[Start of Attachment]

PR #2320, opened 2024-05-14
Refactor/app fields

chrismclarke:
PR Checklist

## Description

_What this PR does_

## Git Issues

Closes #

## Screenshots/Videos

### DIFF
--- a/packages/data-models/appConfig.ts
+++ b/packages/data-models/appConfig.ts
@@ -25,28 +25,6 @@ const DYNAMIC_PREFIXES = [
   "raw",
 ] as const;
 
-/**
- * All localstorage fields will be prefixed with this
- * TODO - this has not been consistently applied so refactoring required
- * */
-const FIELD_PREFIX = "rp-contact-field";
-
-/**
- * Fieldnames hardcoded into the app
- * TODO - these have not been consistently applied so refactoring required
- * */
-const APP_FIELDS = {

[End of Attachment]

> What to do
Restate the material exactly as given.

> Finished exercise
PR #2320, opened 2024-05-14
Refactor/app fields

chrismclarke:
PR Checklist

## Description

_What this PR does_

## Git Issues

Closes #

## Screenshots/Videos

### DIFF
--- a/packages/data-models/appConfig.ts
+++ b/packages/data-models/appConfig.ts
@@ -25,28 +25,6 @@ const DYNAMIC_PREFIXES = [
   "raw",
 ] as const;
 
-/**
- * All localstorage fields will be prefixed with this
- * TODO - this has not been consistently applied so refactoring required
- * */
-const FIELD_PREFIX = "rp-contact-field";
-
-/**
- * Fieldnames hardcoded into the app
- * TODO - these have not been consistently applied so refactoring required
- * */
-const APP_FIELDS = {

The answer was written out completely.